L’occhio contemplativo è, fondamentalmente, l’occhio filosofico – ma anche quello poetico! –, che, come dice Merleau Ponty, «ammette che ci sono cose da vedere e da dire» e ci ingiunge, di conseguenza, di «risvegliarci» dal torpore della visione usuale, per rinnovare l’immagine del mondo.
– Di rilievo è, da ultimo, la distinzione tra l’occhio che brama e l’occhio che seduce.
L’occhio che brama, generatore di inquietudini, è sguardo che aggredisce la vittima, ma, a differenza della bocca, la cui voracità distrugge, questo tipo d’occhio tende a sedurre in negativo, a lasciare vivere la vittima, ma solo biologicamente, per poterla reificare, renderla cosa tra le cose, esercitando così una signoria assoluta su di lei e facendo dipendere ogni significato della sua esistenza dall’occhio che la controlla e che, bramandola, la afferra, la stringe e la costringe, a differenza del gesto, per esempio la carezza, che lambisce e sfiora delicatamente l’altro rispettandone il mistero nella sua interezza.
L’occhio che seduce, invece, tende a «condurre in disparte» – come emerge dal primo significato di seduzione –, in un altrove, dove i significati abituali mutano e una nuova forza dirompente, in questo caso l’amore, crea nuovi equilibri e incontaminati assetti psicologici ed esistenziali, in un inesausto traboccare di energia vitale, vera forza motrice dell’amore.
I nostri personali bilanci, le nostre esigenze, i nostri profitti sono spazzati via dall’occhio che seduce, che ci fa innamorare, ci fa prendere coscienza di altre aspirazioni, di altri bisogni, di altre visioni del mondo.

La metafora della strada

Rieducare i giovani allo stupore significa, poi, recuperare anche l’arte del camminare, del vivere la strada:
– La strada si configura come spazialità non solo fisica ma anche e soprattutto metaforica, oltre che potente generatrice simbolica: deve essere alimentata senza posa, nel momento in cui ci accingiamo a percorrerla o la stiamo di fatto percorrendo, dallo stupore, cioè da quel dilatarsi delle pupille da cui germina ogni forma di conoscenza che non voglia configurarsi come semplice e sbiadita fotografia del mondo, bensì come radicale, entusiastica meditazione sui multiformi paesaggi che incontriamo lungo il cammino.
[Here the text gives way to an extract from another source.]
PR #714, opened 2020-03-20
dot/state, lib/trie, lib/common: move database helper functions into subpackage, remove trie.Database

### LINKED ISSUE #667: storage state, trie: move trie DB functions to storage state
currently in the trie package, there's database.go which contains various database functions. however, these should all be moved to state/storage.go, since that's where the DB functionality related to the trie should be.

– Lungo le strade del mondo, dove l’itinerario geografico diventa segno dell’anima, nasce la consapevolezza che l’uomo è da sempre abitato dall’illusione di essere partito verso una meta, quando in realtà non si è mai mosso, ma anche dall’imprevisto, dallo stupore di scoprire, dilatando le pupille, qualcosa di assolutamente nuovo, diverso, originale, anche lungo un sentiero magari più volte battuto, ma con le palpebre abbassate.
– Percorrere con stupore una strada significa vincere la paralisi di un pensiero murato in una dimensione omologante per aprirsi, come ci suggerisce Natoli, all’incanto, all’inusuale, all’inatteso che attrae, insomma al coraggio di sprofondare lo sguardo sul quotidiano de-banalizzandolo, de-reificandolo, de-opacizzando, per scorgerne segni, enigmi, vissuti sempre diversi, e per questo inaspettati, ovvero meravigliosi.
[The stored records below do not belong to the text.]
Issue #681, opened 2020-03-07
test block execution of built blocks


noot:
we should make sure that `Core_execute_block` succeeds on blocks that we build. there should be a check once `buildBlock` is finished.

PR #709, opened 2020-03-19
core: clean up methods and tests

ryanchristo:
## Changes

- migrate `CompareAndSetBlockData` method to block state
- organize core service methods and tests within core service

## Tests:
```
go test ./... -short
```

PR #715, opened 2020-03-21
dot/core: call core execute block

edwardmack:
## Changes
- Added call to Core_executeBlock in sync.go to handleBlockResponse

## Tests:
```
 go test ./dot/core/... 
```

### Issues:
closes: #681


dot/core/service.go
```diff
@@ -602,6 +603,142 @@ func (s *Service) createBlockResponse(msg *network.BlockRequestMessage) (*networ
...
+
+			res, err := s.executeBlock(bdEnc)
+			if err != nil {
+				log.Error("[core] failed to validate block", "err", err)
+				return err
+			}
+			// if executeBlock return a non-empty byte array something when wrong
+			if !reflect.DeepEqual(res, []byte{}) {
+				log.Error("[core] execute block call failed", "err", res)
+			}
```
noot: looks good, when you merge with development the logic for this function is moved to syncer.handleBlockResponse so you can move this there

dot/core/service.go
```diff
@@ -602,6 +603,142 @@ func (s *Service) createBlockResponse(msg *network.BlockRequestMessage) (*networ
...
+
+			res, err := s.executeBlock(bdEnc)
+			if err != nil {
+				log.Error("[core] failed to validate block", "err", err)
+				return err
+			}
+			// if executeBlock return a non-empty byte array something when wrong
+			if !reflect.DeepEqual(res, []byte{}) {
+				log.Error("[core] execute block call failed", "err", res)
```
noot: we want to return if this fails

lib/babe/build.go
```diff
@@ -99,6 +100,34 @@ func (b *Session) buildBlock(parent *types.Header, slot Slot) (*types.Block, err
...
+	// execute block
+	res, err := b.executeBlock(bdEnc)
+	if err != nil {
+		return nil, err
+	}
+	// if execute block return a non-empty byte array, something when wrong
+	if !reflect.DeepEqual(res, []byte{}) {
+		return nil, errors.New("[babe] execute block failed")
+	}
+	log.Trace("[babe] execute block")
```
noot: can remove this, we don't need to execute it after building. however if you could add this to the build block tests that would be good!

lib/runtime/imports.go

– La strada rinvia alla dialettica nostalgia-speranza come cifra suprema del nostro stare al mondo: nostalgia, o meglio malinconia, per il perduto per sempre, che può tracimare nella rassegnata disperazione di chi arresta il proprio cammino consegnandolo alla muta voce dell’anima che più non si spalanca sul mondo, o ardente speranza di articolare la propria esistenza entro nuovi e vitali itinerari.
– Ma, soprattutto, il camminare diventa autentica forma di meditazione, nella misura in cui sappiamo riconoscere negli innumerevoli volti incontrati il segno più vero di un’umanità capace di donarci senso, aprirci, con la forza dirompente del dialogo, interrogativi sempre nuovi, stordirci interiormente, a causa della pietà, dello sbigottimento che proviamo di fronte ai loro lutti, a quelle originarie, profonde lacerazioni che da sempre contrassegnano il nostro vivere malcerto.
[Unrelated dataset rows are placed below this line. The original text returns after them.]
Issue #717, opened 2020-03-23
state: set number->hash mapping for canonical chain only


noot:
right now, `AddBlock` in state updates the number->blockhash mapping every time it imports a block, however this is wrong and will mess up BlockResponses and other features that rely on getting a block on the canonical chain by number. can be done once #716 is merged

PR #719, opened 2020-03-24
dot/network, lib/blocktree: use sync.Map in network, update blocktree subchain error handling

### LINKED ISSUE #718: ignore BlockResponses that aren't requested by us
in the network state, we shouldn't send BlockResponses to core that aren't requested by us

also, remove IDs that we've received a response for, and update the mapping to use sync.Map to avoid `fatal error: concurrent map writes`

noot:
## Changes
- update gossip, status, syncer in network to use sync.Map to prevent panic: concurrent map writes
- update network message handler to only send BlockResponses to core if it's a response to one of our requests
- update blocktree subchain error handling (was causing sigabort before when erroring)
- slightly improve core.syncer logic

## Tests:
```
go test ./... -short
```

as well, the usual running multiple nodes and syncing:
```
make gossamer
./bin/gossamer --key alice 
```
etc for other nodes. please try and make sure nothing goes wrong for >2 nodes

### Issues:
closes #718


dot/state/block.go
```diff
@@ -347,13 +347,13 @@ func (bs *BlockState) AddBlockWithArrivalTime(block *types.Block, arrivalTime ui
...
 
-	// TODO: update to use leftmost path
-
+	// TODO: update to use canonical path
 	err = bs.setBestBlockHashKey(hash)
 	if err != nil {
 		return err
 	}
 
+	// TODO: only set number->hash mapping for our canonical chain, otherwise, this messes up BlockResponses
```
noot: #717 same with above todo

dot/core/service.go
```diff
@@ -512,8 +515,12 @@ func (s *Service) createBlockResponse(msg *network.BlockRequestMessage) (*networ
 
 	switch c := msg.StartingBlock.Value().(type) {
 	case uint64:
+		if c == 0 {
+			c = 1
+		}
+
 		block, err := s.blockState.GetBlockByNumber(big.NewInt(0).SetUint64(c))
-		if err != nil {
+		if err != nil || block == nil {
```
thomasmodeneis: do you think that s.blockState.GetBlockByNumber returning a nil block and no error is a acceptable logic for the method ? shall we be doing double checks like this or update the logic in that method to avoid having to double check it ?

noot: yeah you're right I don't think it will ever return nil, will remove the `block == nil` part

dot/core/service.go
```diff
@@ -496,7 +496,10 @@ func (s *Service) ProcessBlockAnnounceMessage(msg network.Message) error {
 
 // ProcessBlockRequestMessage processes a block request message, returning a block response message
 func (s *Service) ProcessBlockRequestMessage(msg network.Message) error {
-	blockRequest := msg.(*network.BlockRequestMessage)
+	blockRequest, ok := msg.(*network.BlockRequestMessage)
```
thomasmodeneis: given the method is ProcessBlockRequestMessage, would be appropriate that the logic that validates the input is a helper placed outside the func, and the func signature is changed to accept only BlockRequestMessage. Would you agree ?

noot: yes, I agree, I'll update handleReceivedMessage to cast it beforehand

dot/core/service.go
```diff
@@ -512,6 +525,10 @@ func (s *Service) createBlockResponse(blockRequest *network.BlockRequestMessage)
 
 	switch c := blockRequest.StartingBlock.Value().(type) {
 	case uint64:
+		if c == 0 {
```
thomasmodeneis: I am curious to know why when someone does a blockrequest with starting block 0 we silently change it to 1 and move on ?

dot/core/sync.go
```diff
@@ -260,10 +262,12 @@ func (s *Syncer) handleBlockResponse(msg *network.BlockResponseMessage) (int64,
 
 			err = s.blockState.AddBlock(block)
 			if err != nil {
-				if err.Error() == "cannot find parent block in blocktree" {
+				if err.Error() == "cannot find parent block in blocktree" && header.Number.Cmp(big.NewInt(0)) != 0 {
 					return 0, err
 				} else if strings.Contains(err.Error(), "cannot add block to blocktree that already exists") {
 					// this is fine
+				} else if header.Number.Cmp(big.NewInt(0)) == 0 {
```
thomasmodeneis: would be nice to not have empty statements, imho.

dot/network/gossip_test.go
```diff
@@ -155,26 +155,26 @@ func TestGossip(t *testing.T) {
 		t.Error("node A timeout waiting for message")
 	}
 
-	hasSeenB := nodeB.gossip.hasSeen[TestMessage.IDString()]
-	if hasSeenB == false {
+	hasSeenB, ok := nodeB.gossip.hasSeen.Load(TestMessage.IDString())
+	if !ok || hasSeenB.(bool) == false {
```
thomasmodeneis: statement would look better if using a if condition with two expressions: `if hasSeenB, ok := nodeB.gossip.hasSeen.Load(TestMessage.IDString()); !ok || hasSeenB.(bool) == false {`

dot/network/gossip_test.go
```diff
@@ -155,26 +155,26 @@ func TestGossip(t *testing.T) {
...
 		t.Error(
 			"node B did not receive block request message from node A",
 			"\nreceived:", hasSeenB,
 			"\nexpected:", true,
 		)
 	}
 
-	hasSeenC := nodeC.gossip.hasSeen[TestMessage.IDString()]
-	if hasSeenC == false {
+	hasSeenC, ok := nodeC.gossip.hasSeen.Load(TestMessage.IDString())
```
thomasmodeneis: same here

dot/network/gossip_test.go
```diff
@@ -155,26 +155,26 @@ func TestGossip(t *testing.T) {
...
 		t.Error(
 			"node C did not receive block request message from node B",
 			"\nreceived:", hasSeenC,
 			"\nexpected:", true,
 		)
 	}
 
-	hasSeenA := nodeA.gossip.hasSeen[TestMessage.IDString()]
-	if hasSeenA == false {
+	hasSeenA, ok := nodeA.gossip.hasSeen.Load(TestMessage.IDString())
```
thomasmodeneis: same here

dot/network/service.go
```diff
@@ -192,8 +192,8 @@ func (s *Service) updateNetworkState() {
 func (s *Service) receiveCoreMessages() {
 	for {
 		// receive message from core service
-		msg := <-s.msgRec
-		if msg == nil {
+		msg, ok := <-s.msgRec
```
thomasmodeneis: same here

dot/network/service.go
```diff
@@ -321,9 +321,22 @@ func (s *Service) handleMessage(peer peer.ID, msg Message) {
...
 		if s.noStatus || s.status.confirmed(peer) {
 
-			err := s.safeMsgSend(msg)
-			if err != nil {
-				log.Error("[network] Failed to send message", "error", err)
+			if resp, ok := msg.(*BlockResponseMessage); ok {
+				if s.syncer.hasRequestedBlockID(resp.ID) {
+					err := s.safeMsgSend(msg)
+					if err != nil {
+						log.Error("[network] Failed to send message", "error", err)
```
thomasmodeneis: maybe nice to log the message that could not be delivered or at least ID so it could potentially be tracked ?

dot/network/service.go
```diff
@@ -321,9 +321,22 @@ func (s *Service) handleMessage(peer peer.ID, msg Message) {
...
+					}
+
+					s.syncer.removeRequestedBlockID(resp.ID)
+				} else {
+					// ignore for now, but eventually we want to re-gossip once gossip is improved
+				}
+			} else {
+				err := s.safeMsgSend(msg)
+				if err != nil {
+					log.Error("[network] Failed to send message", "error", err)
```
thomasmodeneis: maybe nice to log the message that could not be delivered or at least ID so it could potentially be tracked ?

dot/network/service.go
```diff
@@ -375,14 +388,17 @@ func (s *Service) Peers() []common.PeerInfo {
...
-			msg := s.status.peerMessage[p]
-			peers = append(peers, common.PeerInfo{
-				PeerID:          p.String(),
-				Roles:           msg.Roles,
-				ProtocolVersion: msg.ProtocolVersion,
-				BestHash:        msg.BestBlockHash,
-				BestNumber:      msg.BestBlockNumber,
-			})
+			m, ok := s.status.peerMessage.Load(p)
+			msg := m.(*StatusMessage)
```
thomasmodeneis: you are doing the cast before checking the ok, this could also be simplified.

dot/network/status.go
```diff
@@ -36,22 +37,27 @@ const ExpireStatusInterval = SendStatusInterval + time.Minute
...
+		peerConfirmed: &sync.Map{},
+		peerMessage:   &sync.Map{},
 	}
 }
 
 // confirmed returns true if peer is confirmed
 func (status *status) confirmed(peer peer.ID) bool {
-	return !status.peerConfirmed[peer].IsZero()
+	t, ok := status.peerConfirmed.Load(peer)
+	if !ok {
```
thomasmodeneis: this could be simplified in a oneliner.

dot/network/status.go
```diff
@@ -193,10 +199,13 @@ func (status *status) expireStatus(ctx context.Context, peer peer.ID) {
 	time.Sleep(ExpireStatusInterval)
 
 	// get time of last confirmed status message
-	lastConfirmed := status.peerConfirmed[peer]
+	lastConfirmed, ok := status.peerConfirmed.Load(peer)
```
thomasmodeneis: this could be simplified in a oneliner.

dot/network/syncer.go
```diff
@@ -38,28 +39,31 @@ func newSyncer(host *host, blockState BlockState, syncChan chan<- *big.Int) *syn
...
 func (s *syncer) addRequestedBlockID(blockID uint64) {
 	log.Trace("[network] Adding block to network syncer...", "block", blockID)
-	s.requestedBlockIDs[blockID] = true
+	s.requestedBlockIDs.Store(blockID, true)
 }
 
 // hasRequestedBlockID returns true if the block id has been requested
 func (s *syncer) hasRequestedBlockID(blockID uint64) bool {
-	requested := s.requestedBlockIDs[blockID]
+	requested, ok := s.requestedBlockIDs.Load(blockID)
```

– Il camminare è dialetticamente legato all’inquietudine esistenziale che ci abita ab origine, poiché l’uomo si struttura come ardente attesa della Fonte originaria.
La perenne inquietudine dell’uomo non si manifesta solo nell’ordine della conoscenza, ma anche in quello dell’esistenza vera e propria: l’uomo aspira con tutte le sue forze alla verità e alla certezza, ma si trova paralizzato, come ci suggeriscono le superbe parole di Pascal, di fronte agli «infiniti spazi» in cui è «inabissato». Per uscire dallo scacco esistenziale, dal naufragio dell’anima, dobbiamo scandagliare in ampiezza e profondità il nostro essere, al fine di prendere coscienza della nostra limitatezza, che è nel contempo anche segno della nostra grandezza, ovvero di un pensiero «terricolo» che riconosce di non poter abbracciare l’eterno, ma che in esso tuttavia scorge, tra ombra e luce, la risposta ultimativa alle sue domande di senso.
È l’infinito, l’eterno, che può dare un senso alla nostra inquietudine, poiché viviamo nel tempo, ma non siamo fatti per il tempo, per la dozzinale quotidianità, tutta quantità e dispersione esistenziale.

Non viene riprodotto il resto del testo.